EXERCISE GOAL:
The answer must be every line from the entries below that contains "LGTM".

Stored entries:
****************

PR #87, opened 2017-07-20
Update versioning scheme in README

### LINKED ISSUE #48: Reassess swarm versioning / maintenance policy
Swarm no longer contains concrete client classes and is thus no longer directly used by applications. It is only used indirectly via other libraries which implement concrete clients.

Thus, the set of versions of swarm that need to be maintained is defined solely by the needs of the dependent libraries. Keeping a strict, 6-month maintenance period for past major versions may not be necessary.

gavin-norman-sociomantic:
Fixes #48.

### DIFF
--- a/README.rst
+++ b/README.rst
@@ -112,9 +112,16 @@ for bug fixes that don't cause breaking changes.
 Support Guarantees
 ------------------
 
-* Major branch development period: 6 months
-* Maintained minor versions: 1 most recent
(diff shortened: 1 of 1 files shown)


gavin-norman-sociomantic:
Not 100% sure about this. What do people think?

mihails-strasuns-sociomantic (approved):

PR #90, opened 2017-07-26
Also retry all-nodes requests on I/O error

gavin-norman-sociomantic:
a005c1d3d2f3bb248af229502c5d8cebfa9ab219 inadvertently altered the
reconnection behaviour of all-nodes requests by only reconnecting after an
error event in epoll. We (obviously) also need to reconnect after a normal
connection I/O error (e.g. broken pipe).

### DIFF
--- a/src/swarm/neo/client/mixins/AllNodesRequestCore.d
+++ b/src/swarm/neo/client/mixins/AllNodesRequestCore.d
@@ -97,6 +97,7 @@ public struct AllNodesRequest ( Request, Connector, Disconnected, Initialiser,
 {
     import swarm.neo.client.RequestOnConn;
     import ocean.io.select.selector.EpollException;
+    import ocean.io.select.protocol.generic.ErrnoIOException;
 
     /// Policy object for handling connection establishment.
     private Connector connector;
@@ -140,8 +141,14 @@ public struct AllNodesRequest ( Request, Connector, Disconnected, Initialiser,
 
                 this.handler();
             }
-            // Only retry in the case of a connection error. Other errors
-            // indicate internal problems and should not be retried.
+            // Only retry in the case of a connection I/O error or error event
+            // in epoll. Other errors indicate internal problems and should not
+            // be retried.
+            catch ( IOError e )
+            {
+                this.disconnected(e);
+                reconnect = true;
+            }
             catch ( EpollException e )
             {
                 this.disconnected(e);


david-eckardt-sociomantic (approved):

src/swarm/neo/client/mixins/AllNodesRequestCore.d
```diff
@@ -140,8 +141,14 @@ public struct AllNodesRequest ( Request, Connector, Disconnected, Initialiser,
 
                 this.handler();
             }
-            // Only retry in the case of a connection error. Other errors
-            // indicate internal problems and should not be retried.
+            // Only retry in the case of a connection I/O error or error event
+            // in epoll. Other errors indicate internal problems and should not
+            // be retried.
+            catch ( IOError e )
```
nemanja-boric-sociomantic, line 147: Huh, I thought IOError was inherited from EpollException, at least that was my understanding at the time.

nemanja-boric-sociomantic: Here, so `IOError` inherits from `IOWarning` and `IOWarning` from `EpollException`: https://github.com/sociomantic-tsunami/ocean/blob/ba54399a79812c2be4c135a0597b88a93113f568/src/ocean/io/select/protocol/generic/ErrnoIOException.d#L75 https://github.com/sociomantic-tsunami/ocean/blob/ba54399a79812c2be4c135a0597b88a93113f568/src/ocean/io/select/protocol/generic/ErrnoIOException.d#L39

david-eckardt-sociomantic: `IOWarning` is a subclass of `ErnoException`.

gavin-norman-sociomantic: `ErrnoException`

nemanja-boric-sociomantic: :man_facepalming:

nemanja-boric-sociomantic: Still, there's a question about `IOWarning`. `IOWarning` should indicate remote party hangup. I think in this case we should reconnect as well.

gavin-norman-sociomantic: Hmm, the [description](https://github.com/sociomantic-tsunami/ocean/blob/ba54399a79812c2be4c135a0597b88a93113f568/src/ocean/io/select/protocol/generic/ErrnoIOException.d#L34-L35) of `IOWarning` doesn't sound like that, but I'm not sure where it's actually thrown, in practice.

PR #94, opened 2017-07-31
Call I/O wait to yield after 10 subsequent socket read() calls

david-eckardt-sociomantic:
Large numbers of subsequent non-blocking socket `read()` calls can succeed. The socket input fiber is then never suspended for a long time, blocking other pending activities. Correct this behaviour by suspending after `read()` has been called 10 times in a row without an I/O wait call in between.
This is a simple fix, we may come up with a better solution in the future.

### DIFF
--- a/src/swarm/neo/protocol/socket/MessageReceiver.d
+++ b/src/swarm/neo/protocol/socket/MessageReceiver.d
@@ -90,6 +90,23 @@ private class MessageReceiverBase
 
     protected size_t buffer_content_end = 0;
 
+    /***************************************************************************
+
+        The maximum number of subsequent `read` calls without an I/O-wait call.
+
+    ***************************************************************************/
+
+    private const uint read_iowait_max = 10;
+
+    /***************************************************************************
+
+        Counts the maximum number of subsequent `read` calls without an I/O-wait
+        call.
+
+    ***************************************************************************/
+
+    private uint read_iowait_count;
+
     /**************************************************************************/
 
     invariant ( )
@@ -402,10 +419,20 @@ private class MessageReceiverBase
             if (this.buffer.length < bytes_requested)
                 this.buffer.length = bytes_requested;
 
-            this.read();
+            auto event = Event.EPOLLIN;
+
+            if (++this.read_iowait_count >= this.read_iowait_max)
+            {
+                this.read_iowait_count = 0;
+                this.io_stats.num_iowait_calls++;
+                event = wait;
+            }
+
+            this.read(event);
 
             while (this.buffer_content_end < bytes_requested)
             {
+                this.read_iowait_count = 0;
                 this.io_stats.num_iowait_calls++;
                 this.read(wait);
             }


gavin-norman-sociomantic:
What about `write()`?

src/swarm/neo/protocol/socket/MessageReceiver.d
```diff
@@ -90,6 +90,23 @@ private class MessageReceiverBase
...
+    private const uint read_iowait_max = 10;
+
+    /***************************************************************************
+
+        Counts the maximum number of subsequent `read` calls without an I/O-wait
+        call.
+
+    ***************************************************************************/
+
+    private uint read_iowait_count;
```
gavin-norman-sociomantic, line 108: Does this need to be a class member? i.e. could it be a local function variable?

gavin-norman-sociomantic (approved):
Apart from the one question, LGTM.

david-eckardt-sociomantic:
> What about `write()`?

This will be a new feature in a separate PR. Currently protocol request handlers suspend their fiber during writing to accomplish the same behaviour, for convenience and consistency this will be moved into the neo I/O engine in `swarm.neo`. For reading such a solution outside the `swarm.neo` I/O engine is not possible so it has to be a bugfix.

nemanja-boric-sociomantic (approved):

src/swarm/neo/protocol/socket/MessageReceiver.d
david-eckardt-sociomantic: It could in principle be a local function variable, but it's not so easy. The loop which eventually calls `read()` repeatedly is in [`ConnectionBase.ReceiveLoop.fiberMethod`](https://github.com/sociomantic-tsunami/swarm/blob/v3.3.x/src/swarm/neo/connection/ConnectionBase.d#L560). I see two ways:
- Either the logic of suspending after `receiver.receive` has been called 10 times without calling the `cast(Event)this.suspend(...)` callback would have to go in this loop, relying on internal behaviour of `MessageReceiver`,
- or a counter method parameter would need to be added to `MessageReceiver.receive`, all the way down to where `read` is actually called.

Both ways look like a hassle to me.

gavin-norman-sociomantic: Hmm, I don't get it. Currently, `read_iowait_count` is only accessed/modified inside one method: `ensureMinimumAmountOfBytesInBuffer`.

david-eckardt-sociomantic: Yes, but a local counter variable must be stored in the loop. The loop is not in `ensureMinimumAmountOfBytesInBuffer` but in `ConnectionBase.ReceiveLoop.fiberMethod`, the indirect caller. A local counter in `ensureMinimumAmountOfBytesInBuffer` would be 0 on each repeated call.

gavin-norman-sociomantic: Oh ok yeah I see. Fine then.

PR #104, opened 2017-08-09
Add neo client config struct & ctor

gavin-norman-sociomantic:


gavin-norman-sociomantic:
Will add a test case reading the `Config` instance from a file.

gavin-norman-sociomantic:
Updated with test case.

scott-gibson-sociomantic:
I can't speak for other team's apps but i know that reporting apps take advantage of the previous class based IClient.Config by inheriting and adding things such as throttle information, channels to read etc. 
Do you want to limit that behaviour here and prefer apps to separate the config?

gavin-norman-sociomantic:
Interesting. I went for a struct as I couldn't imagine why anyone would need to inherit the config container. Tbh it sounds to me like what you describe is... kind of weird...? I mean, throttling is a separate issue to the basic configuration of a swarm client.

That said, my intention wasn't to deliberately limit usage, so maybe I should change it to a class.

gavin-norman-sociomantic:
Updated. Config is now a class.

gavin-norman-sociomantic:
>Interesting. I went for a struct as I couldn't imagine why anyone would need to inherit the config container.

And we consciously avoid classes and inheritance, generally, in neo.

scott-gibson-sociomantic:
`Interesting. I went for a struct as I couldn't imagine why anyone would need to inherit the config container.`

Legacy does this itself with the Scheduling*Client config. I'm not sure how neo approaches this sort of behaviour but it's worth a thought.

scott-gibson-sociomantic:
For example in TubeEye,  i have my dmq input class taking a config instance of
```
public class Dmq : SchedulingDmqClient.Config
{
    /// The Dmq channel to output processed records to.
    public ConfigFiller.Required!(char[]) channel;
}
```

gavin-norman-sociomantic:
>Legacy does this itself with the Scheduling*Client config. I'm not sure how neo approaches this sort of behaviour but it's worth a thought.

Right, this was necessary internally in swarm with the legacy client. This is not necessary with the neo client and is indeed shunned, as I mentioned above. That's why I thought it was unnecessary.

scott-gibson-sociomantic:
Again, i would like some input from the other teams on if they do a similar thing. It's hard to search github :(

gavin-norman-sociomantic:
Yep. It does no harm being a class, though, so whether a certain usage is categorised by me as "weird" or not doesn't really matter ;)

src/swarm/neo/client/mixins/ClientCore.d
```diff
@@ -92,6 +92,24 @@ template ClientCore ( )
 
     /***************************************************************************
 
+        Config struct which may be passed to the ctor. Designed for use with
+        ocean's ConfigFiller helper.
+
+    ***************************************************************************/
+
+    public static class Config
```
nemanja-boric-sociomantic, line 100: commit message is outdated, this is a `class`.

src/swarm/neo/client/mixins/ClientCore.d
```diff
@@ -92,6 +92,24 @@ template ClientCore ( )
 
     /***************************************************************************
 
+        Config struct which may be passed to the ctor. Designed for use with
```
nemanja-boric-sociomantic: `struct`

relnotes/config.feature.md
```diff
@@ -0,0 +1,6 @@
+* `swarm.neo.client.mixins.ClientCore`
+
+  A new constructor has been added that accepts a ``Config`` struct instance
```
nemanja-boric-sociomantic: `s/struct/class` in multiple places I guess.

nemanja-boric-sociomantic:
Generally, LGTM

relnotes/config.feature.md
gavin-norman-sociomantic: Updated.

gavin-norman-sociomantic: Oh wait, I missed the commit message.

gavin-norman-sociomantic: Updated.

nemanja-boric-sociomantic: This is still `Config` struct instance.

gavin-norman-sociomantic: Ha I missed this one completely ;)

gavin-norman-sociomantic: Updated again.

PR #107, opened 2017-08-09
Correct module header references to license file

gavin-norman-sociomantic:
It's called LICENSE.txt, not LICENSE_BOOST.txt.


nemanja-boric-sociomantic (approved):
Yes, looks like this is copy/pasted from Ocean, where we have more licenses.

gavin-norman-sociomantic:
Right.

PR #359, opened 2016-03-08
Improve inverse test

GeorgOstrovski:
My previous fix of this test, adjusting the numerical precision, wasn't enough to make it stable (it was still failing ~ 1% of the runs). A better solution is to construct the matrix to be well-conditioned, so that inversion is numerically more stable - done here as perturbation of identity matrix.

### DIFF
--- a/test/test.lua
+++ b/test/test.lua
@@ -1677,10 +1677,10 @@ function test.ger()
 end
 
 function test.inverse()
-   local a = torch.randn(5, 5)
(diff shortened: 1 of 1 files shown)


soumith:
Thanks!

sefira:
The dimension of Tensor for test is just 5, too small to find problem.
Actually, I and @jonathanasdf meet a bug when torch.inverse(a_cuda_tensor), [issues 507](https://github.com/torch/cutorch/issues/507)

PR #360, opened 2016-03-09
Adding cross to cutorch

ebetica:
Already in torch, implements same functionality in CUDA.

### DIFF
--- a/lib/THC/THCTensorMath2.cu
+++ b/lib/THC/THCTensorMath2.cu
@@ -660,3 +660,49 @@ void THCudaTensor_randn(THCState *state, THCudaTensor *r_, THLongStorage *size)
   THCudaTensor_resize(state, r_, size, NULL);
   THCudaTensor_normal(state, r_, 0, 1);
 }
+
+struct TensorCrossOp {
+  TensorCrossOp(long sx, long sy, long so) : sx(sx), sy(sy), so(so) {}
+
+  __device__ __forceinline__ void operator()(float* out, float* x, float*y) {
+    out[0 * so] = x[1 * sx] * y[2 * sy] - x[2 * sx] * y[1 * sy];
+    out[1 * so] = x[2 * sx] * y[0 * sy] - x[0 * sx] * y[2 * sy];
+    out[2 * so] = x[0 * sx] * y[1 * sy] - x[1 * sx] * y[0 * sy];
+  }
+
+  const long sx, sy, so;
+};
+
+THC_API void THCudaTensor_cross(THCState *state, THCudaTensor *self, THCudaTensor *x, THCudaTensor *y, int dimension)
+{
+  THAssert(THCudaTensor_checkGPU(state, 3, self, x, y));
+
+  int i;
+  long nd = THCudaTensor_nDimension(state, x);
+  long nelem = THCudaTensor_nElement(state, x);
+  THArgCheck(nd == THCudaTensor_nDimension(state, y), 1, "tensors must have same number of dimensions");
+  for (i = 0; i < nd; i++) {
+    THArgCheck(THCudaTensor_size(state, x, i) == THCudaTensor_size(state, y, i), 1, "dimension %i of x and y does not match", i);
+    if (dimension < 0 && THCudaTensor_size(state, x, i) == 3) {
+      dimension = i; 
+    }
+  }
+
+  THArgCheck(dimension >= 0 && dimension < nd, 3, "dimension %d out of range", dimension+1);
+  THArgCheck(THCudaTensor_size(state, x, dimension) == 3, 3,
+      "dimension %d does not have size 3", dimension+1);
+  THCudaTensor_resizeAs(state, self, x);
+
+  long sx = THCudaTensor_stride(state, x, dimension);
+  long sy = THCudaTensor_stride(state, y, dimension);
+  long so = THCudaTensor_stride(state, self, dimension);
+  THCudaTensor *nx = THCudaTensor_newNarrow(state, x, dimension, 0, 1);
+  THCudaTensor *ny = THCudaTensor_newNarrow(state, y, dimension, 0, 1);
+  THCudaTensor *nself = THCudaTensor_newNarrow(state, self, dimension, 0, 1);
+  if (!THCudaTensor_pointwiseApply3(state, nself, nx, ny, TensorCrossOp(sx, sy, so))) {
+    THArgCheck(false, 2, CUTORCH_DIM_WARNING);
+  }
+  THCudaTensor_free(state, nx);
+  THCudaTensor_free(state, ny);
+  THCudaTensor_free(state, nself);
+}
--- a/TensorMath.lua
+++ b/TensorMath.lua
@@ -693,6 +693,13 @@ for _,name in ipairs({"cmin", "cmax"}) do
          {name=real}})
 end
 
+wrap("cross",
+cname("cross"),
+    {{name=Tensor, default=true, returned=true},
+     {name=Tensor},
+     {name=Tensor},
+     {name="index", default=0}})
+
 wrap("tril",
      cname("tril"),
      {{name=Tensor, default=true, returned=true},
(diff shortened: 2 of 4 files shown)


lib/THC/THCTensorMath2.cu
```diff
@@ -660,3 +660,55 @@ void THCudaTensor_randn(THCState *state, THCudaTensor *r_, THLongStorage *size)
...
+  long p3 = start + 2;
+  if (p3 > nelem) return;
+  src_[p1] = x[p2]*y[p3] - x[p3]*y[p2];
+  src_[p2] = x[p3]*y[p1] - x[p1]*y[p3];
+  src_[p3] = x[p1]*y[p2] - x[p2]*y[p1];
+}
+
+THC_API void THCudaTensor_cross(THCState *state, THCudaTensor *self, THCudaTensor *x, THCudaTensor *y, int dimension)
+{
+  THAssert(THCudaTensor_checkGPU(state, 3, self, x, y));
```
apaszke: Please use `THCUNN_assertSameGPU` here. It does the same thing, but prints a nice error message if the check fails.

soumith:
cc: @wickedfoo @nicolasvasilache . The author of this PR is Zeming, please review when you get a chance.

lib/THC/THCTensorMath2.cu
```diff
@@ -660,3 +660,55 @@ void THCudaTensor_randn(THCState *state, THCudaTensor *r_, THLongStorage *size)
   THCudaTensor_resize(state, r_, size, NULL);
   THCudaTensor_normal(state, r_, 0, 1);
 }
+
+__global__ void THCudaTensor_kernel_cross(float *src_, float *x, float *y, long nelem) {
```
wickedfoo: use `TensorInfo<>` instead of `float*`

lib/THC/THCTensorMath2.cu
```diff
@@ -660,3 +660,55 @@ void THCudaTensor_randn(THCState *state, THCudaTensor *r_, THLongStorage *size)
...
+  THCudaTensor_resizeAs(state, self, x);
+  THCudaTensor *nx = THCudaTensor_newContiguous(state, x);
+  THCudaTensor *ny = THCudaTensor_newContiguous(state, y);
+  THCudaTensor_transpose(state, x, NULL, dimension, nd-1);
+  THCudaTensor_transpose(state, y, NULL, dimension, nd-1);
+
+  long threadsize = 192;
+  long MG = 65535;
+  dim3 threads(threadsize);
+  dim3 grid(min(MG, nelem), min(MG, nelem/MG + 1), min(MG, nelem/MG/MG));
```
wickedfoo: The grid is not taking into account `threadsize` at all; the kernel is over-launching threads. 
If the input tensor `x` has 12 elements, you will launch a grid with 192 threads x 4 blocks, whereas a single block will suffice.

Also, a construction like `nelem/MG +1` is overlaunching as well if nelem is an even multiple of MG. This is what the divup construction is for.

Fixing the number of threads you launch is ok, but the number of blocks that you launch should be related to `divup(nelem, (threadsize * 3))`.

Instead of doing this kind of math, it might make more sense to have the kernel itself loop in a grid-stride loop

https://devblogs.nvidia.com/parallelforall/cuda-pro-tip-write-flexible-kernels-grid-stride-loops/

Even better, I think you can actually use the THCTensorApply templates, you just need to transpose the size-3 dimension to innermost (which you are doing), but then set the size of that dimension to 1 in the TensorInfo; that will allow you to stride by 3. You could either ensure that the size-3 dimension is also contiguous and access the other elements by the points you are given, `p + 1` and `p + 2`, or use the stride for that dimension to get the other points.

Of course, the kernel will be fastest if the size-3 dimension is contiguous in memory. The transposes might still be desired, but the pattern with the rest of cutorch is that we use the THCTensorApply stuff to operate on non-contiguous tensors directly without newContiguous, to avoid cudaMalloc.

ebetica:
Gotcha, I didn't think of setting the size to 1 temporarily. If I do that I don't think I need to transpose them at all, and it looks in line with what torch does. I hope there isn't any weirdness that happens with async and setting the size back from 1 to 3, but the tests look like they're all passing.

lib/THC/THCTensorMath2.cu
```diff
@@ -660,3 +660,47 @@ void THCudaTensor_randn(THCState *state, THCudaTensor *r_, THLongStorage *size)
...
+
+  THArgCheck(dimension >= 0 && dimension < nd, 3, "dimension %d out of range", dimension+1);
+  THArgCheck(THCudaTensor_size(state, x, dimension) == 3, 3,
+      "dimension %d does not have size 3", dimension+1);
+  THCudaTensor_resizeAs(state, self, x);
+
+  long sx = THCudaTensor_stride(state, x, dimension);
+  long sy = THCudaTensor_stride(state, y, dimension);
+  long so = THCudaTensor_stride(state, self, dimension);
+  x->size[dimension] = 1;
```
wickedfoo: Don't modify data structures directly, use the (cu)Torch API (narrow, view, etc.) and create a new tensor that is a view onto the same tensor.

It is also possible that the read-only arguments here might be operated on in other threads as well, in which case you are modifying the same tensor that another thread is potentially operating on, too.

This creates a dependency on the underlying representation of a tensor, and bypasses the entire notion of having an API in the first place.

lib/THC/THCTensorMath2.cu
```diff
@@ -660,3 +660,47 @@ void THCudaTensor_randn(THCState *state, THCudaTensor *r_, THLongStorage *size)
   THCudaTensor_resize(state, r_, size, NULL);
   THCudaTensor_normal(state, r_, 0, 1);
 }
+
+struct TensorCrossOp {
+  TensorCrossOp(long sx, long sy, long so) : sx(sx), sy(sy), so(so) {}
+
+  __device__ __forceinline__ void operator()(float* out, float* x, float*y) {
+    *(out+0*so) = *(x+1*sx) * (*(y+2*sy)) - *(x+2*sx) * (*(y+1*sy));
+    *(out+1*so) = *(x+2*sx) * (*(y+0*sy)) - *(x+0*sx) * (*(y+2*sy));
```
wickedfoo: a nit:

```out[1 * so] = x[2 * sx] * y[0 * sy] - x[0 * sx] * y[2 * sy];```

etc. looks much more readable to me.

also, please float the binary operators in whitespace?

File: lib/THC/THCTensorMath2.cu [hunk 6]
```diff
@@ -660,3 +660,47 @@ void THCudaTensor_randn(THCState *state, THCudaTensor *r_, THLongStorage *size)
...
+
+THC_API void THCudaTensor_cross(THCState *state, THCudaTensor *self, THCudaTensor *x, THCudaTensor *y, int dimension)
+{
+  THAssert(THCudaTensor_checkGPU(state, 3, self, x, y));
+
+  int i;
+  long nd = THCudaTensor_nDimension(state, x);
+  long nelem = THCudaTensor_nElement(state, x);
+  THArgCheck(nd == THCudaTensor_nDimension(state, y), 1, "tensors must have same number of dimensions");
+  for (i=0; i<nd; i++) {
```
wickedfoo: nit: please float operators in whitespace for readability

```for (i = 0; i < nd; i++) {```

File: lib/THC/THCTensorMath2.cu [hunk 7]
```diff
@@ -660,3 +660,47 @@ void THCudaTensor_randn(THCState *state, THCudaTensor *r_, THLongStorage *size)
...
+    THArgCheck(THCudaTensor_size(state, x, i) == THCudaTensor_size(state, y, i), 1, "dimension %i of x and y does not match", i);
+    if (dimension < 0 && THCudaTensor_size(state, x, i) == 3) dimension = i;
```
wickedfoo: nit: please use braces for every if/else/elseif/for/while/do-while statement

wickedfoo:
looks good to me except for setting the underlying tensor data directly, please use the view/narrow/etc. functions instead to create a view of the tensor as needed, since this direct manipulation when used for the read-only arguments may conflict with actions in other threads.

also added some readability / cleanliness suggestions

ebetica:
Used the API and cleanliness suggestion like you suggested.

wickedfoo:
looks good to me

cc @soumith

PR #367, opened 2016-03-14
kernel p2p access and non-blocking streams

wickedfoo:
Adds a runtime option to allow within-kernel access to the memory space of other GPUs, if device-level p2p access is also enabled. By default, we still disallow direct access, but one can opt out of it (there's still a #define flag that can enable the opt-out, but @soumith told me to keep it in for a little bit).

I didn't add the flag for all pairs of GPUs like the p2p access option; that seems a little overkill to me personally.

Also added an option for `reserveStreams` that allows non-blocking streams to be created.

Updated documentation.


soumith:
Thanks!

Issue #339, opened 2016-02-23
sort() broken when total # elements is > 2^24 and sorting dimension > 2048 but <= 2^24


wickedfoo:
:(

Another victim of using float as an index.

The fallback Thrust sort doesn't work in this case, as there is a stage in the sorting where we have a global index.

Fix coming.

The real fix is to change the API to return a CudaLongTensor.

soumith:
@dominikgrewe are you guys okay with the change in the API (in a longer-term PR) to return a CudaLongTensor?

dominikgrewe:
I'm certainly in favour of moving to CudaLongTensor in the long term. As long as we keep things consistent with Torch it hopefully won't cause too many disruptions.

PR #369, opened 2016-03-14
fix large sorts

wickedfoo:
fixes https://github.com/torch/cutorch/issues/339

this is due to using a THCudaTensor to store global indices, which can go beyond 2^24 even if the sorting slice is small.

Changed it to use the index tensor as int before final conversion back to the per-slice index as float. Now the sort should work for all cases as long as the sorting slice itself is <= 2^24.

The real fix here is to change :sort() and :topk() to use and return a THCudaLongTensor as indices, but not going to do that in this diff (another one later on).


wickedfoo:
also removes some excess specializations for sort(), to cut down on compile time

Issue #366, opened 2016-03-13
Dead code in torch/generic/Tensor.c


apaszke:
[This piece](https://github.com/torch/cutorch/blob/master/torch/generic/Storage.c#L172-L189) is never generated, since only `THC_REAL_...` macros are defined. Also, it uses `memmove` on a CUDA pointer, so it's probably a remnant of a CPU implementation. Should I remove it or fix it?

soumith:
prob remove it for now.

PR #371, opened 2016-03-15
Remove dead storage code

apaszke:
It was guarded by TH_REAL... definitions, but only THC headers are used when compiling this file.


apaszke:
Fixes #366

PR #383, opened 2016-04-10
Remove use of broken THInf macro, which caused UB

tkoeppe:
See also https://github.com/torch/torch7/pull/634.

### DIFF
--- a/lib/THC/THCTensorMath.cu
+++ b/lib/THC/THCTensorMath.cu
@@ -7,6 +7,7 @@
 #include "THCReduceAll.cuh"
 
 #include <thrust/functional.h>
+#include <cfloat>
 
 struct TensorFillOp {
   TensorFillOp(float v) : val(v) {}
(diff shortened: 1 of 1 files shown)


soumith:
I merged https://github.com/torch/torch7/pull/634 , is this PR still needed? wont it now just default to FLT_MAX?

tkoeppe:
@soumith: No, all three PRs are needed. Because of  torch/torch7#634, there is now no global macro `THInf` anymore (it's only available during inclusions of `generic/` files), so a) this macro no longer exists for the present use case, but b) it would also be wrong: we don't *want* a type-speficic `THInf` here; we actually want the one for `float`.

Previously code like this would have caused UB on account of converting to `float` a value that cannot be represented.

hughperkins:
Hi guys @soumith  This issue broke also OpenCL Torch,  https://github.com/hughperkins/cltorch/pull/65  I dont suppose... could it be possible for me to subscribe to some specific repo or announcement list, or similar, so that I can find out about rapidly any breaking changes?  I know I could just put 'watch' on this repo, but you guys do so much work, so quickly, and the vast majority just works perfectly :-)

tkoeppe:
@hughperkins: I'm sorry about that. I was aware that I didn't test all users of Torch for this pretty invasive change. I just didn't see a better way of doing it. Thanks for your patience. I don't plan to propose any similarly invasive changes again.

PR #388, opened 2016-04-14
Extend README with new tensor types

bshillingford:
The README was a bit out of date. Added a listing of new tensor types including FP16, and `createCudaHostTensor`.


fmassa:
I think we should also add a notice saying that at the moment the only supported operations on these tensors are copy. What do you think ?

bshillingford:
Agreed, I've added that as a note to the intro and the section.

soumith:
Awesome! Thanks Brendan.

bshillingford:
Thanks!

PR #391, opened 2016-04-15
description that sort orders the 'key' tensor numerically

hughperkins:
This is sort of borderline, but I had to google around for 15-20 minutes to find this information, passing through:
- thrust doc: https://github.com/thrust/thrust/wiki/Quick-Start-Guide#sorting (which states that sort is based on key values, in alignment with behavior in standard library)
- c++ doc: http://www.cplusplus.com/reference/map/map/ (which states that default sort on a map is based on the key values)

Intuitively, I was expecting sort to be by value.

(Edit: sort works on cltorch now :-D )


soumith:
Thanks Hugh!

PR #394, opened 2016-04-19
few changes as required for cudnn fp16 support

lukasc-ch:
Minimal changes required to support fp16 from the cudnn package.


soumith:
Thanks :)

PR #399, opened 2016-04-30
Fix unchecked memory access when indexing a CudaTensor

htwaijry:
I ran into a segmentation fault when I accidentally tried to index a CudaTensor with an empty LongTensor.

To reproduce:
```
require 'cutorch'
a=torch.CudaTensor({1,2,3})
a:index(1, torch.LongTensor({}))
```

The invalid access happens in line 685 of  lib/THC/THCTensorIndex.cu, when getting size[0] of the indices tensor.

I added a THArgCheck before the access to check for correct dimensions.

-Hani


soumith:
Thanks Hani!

****************

COMPLETED EXERCISE:
Apart from the one question, LGTM.
Generally, LGTM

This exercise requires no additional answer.